PR #667, opened 2020-10-29
Do not use a leading dot to specify SwaggerRenderer formats

brianhelba:
DRF expects that custom Renderers use a simple string for the `format`: https://www.django-rest-framework.org/api-guide/renderers/#custom-renderers

This is also required to support content negotiation via DRF's native mechanisms, particularly `format_suffix_patterns`: https://www.django-rest-framework.org/api-guide/format-suffixes/

Note that all the other DRF-YASG renderers (including `OpenAPIRenderer` and `SwaggerUIRenderer`) already do the correct thing. This change just updates the `SwaggerJSONRenderer` and `SwaggerYAMLRenderer` to be consistent and correct.

### DIFF
--- a/README.rst
+++ b/README.rst
@@ -152,7 +152,7 @@ In ``urls.py``:
    )
 
    urlpatterns = [
-      url(r'^swagger(?P<format>\.json|\.yaml)$', schema_view.without_ui(cache_timeout=0), name='schema-json'),
+      url(r'^swagger\.(?P<format>json|yaml)$', schema_view.without_ui(cache_timeout=0), name='schema-json'),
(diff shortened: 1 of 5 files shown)


brianhelba:
Unfortunately, this is not compatible with the existing URL configuration that DRF-YASG's docs have been instructing users to configure. If this is released as-is, it would be a breaking change.

I'm open to ways to working in a compatibility mechanism, if it's agreed that this is a positive change.

JoelLefkowitz:
@creyD i think it's best to roll everything out compatibly and keep the public interfaces consistent with what the bulk of the user base are expecting. To support this url pattern we should extend the customisation support.

JoelLefkowitz:
Fixed in #911

PR #668, opened 2020-10-29
Use a list, not a tuple, for authentication_classes

brianhelba:
DRF expects authentication classes to be in a list: https://www.django-rest-framework.org/api-guide/authentication/

Semantically, this should be a list, as the number of elements is arbitrary.


brianhelba:
This has a minor conflict with #666, since they touch adjacent lines. If accepted, please merge #666 first. I'll rebase this to fix any conflicts afterwards.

Task statement
Filter the listing for the word "opened" and copy every line that holds it.

Output below
PR #667, opened 2020-10-29
PR #668, opened 2020-10-29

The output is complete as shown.